*** Block opens ***

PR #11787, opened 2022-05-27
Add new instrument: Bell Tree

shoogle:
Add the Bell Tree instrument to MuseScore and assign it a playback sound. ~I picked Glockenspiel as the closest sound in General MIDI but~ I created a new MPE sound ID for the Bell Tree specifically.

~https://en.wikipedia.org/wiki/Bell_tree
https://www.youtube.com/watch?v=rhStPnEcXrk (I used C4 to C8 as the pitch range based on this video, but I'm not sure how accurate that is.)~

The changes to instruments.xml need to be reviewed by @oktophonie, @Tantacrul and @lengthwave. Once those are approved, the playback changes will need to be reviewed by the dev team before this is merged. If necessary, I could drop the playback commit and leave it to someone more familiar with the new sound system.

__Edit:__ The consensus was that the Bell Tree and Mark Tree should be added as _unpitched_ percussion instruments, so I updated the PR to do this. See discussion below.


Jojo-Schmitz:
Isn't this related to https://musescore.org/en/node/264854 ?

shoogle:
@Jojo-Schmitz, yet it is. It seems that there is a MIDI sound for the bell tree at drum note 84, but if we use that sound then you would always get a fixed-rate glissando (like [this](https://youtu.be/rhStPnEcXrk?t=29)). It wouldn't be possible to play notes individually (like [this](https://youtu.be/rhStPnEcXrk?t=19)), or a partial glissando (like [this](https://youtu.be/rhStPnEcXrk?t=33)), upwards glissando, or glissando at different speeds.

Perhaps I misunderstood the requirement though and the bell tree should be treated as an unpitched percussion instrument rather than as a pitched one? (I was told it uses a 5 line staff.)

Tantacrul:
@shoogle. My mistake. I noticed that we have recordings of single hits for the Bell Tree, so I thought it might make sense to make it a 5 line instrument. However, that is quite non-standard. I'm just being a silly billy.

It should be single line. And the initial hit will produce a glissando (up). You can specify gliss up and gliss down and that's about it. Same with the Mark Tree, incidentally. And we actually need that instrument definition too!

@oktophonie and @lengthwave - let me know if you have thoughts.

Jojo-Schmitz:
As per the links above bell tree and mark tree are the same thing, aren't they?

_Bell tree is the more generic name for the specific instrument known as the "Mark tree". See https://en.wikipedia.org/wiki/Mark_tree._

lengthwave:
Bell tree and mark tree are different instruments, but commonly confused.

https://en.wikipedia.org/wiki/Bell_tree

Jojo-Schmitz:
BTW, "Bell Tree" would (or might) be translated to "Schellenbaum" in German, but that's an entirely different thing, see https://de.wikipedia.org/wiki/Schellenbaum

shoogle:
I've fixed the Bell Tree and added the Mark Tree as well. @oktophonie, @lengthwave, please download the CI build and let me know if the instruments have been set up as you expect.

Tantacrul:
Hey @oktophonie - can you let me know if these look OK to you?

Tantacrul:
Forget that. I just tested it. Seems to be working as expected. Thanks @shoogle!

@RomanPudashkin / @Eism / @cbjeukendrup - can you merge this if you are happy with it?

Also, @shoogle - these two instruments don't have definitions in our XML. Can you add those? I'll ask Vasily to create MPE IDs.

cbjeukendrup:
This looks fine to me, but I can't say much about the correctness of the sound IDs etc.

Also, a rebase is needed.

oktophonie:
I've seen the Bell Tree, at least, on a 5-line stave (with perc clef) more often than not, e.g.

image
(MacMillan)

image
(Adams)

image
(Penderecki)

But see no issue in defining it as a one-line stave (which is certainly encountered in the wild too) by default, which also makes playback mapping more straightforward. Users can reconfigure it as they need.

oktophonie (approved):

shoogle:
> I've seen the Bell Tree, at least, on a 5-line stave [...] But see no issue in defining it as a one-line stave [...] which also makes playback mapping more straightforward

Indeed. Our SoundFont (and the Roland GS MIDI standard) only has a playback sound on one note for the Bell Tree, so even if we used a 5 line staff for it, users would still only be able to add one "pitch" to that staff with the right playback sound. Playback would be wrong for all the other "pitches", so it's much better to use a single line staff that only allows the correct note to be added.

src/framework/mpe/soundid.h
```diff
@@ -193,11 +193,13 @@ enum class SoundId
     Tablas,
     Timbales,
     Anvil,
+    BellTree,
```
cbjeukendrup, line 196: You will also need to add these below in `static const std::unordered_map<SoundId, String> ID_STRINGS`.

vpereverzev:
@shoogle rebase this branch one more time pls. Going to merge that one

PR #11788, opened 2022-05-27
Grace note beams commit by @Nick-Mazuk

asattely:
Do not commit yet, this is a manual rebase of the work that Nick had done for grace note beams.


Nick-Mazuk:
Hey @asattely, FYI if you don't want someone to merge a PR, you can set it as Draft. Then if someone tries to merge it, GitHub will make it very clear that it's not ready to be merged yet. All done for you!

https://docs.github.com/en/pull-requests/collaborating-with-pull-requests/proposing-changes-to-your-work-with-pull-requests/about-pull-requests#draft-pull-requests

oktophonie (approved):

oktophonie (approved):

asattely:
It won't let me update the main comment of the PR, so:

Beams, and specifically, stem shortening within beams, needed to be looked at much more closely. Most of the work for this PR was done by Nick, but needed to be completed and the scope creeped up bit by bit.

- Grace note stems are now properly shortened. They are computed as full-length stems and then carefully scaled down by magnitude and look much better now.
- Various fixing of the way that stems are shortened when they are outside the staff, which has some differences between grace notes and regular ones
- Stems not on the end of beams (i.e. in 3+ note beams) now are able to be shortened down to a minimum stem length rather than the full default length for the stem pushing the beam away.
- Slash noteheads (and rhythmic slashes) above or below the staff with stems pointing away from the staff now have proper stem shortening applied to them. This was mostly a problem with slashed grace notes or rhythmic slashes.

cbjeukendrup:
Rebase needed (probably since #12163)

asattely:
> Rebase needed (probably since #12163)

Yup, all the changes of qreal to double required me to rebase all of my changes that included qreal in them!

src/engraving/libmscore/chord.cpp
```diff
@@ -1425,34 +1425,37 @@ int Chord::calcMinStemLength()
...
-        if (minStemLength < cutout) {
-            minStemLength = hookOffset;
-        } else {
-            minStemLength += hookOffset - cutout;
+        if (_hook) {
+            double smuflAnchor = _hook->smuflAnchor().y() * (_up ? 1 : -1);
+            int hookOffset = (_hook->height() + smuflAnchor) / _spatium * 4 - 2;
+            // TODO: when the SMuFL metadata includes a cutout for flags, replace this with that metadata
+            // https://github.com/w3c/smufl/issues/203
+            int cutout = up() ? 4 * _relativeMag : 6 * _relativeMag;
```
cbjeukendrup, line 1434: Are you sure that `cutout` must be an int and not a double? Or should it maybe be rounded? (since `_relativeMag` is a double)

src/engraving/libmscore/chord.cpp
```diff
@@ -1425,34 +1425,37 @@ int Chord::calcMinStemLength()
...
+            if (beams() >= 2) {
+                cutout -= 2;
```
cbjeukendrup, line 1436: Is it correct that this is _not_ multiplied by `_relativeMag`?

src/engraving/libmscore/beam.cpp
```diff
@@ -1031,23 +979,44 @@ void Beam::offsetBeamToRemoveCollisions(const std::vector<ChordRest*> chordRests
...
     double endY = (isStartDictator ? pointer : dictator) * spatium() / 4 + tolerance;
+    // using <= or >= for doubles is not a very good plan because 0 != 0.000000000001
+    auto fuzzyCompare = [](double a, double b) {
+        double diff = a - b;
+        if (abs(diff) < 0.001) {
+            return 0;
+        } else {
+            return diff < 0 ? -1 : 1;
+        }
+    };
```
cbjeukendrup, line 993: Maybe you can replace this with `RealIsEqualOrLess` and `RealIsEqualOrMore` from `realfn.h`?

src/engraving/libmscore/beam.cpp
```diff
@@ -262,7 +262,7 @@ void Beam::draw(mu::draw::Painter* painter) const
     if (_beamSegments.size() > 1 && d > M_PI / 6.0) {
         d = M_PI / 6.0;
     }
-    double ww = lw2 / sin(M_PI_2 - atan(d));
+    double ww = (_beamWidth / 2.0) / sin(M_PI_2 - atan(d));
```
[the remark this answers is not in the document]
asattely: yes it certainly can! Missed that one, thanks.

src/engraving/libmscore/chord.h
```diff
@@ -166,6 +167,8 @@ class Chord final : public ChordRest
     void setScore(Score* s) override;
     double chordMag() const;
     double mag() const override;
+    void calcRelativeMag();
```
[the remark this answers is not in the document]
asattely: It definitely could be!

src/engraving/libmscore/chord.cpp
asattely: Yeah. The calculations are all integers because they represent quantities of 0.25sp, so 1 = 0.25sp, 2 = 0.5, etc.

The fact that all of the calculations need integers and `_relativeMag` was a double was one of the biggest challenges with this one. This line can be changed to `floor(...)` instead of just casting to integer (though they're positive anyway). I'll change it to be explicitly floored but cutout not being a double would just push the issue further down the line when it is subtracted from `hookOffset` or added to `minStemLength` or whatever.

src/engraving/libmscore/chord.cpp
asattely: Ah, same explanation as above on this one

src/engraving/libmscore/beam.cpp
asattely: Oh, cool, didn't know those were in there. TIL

*** Block closes ***

#### [What the task asks]
The answer must consist of the lines from the one with "asattely: It definitely could be!" through the final line of the entries above, exactly as they are, and nothing else.

#### [Reply]
asattely: It definitely could be!

src/engraving/libmscore/chord.cpp
asattely: Yeah. The calculations are all integers because they represent quantities of 0.25sp, so 1 = 0.25sp, 2 = 0.5, etc.

The fact that all of the calculations need integers and `_relativeMag` was a double was one of the biggest challenges with this one. This line can be changed to `floor(...)` instead of just casting to integer (though they're positive anyway). I'll change it to be explicitly floored but cutout not being a double would just push the issue further down the line when it is subtracted from `hookOffset` or added to `minStemLength` or whatever.

src/engraving/libmscore/chord.cpp
asattely: Ah, same explanation as above on this one

src/engraving/libmscore/beam.cpp
asattely: Oh, cool, didn't know those were in there. TIL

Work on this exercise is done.